Friday, June 24, 2016

Review: Children of Earth and Sky by Guy Gavriel Kay

From the small coastal town of Senjan, notorious for its pirates, a young woman sets out to find vengeance for her lost family. That same spring, from the wealthy city-state of Seressa, famous for its canals and lagoon, come two very different people: a young artist traveling to the dangerous east to paint the grand khalif at his request—and possibly to do more—and a fiercely intelligent, angry woman, posing as a doctor’s wife, but sent by Seressa as a spy.

The trading ship that carries them is commanded by the accomplished younger son of a merchant family, ambivalent about the life he’s been born to live. And farther east a boy trains to become a soldier in the elite infantry of the khalif—to win glory in the war everyone knows is coming.

As these lives entwine, their fates—and those of many others—will hang in the balance, when the khalif sends out his massive army to take the great fortress that is the gateway to the western world...

Rating:  2 Stars

I received a free copy of this book from NetGalley in exchange for an honest review.

I find it interesting when authors take history and turn it on its head.
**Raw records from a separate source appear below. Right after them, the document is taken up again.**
PR #3776, opened 2025-07-02
feat(coach-dashboard): added testing for the 'fun' element

idiloks:
# Description of feature
Updated the seeds to include values for 'fun' column therefore testing can be done via example data.


emerencia (approved):
LGTM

They have the opportunity to make things right that we see as having happened incorrectly and adding fantastical elements to an otherwise ordinary time period.

While I found Kay's writing style to be quite lyrical, I thought that the text suffered. I looked and could not find any evidence of this book being a sequel to a previous work, but that is what it read like. I felt the whole time as though there were a lot of events that I was missing that might have brought all of the action together.

There was obviously a lot of work put into this book, what with all the details in evidence, but with what I've said about it feeling like a sequel, I must also add that there were significant portions of the story that felt very slow. The lyrical writing, quite elegant in places, became burdensome after awhile and made the book more of a brick than a refuge from an ordinary world.

I think I can safely say that it takes an enormous amount of willpower to make it through this book, not only because of the events of the story, but also because of the time it takes to get through them. I would leave this for a long weekend, maybe a couple of long weekends, during the winter when you need to imagine the warmth of the wide world again.